PR #3077, opened 2021-10-19
ci: generate conda lock files in CI

cpcloud:
This PR generates conda lock files in CI for each major platform (linux, osx,
and windows) for conda development environments.


cpcloud:
@jreback nope, this is just to support development with conda without having to do any manual labor to support it

jreback:
> We can. How does adding an install and run of the non-backend tests sound? This is similar to what we do with `setup.py` generation.

i guess it might be sufficient to have a job which builds with this just to make sure that these are correctly generated, but not blocking rn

# Work request
Return, exactly and without additions, the lines that run from the one containing "to support it" to the end of the material above.

# Written answer
@jreback nope, this is just to support development with conda without having to do any manual labor to support it

jreback:
> We can. How does adding an install and run of the non-backend tests sound? This is similar to what we do with `setup.py` generation.

i guess it might be sufficient to have a job which builds with this just to make sure that these are correctly generated, but not blocking rn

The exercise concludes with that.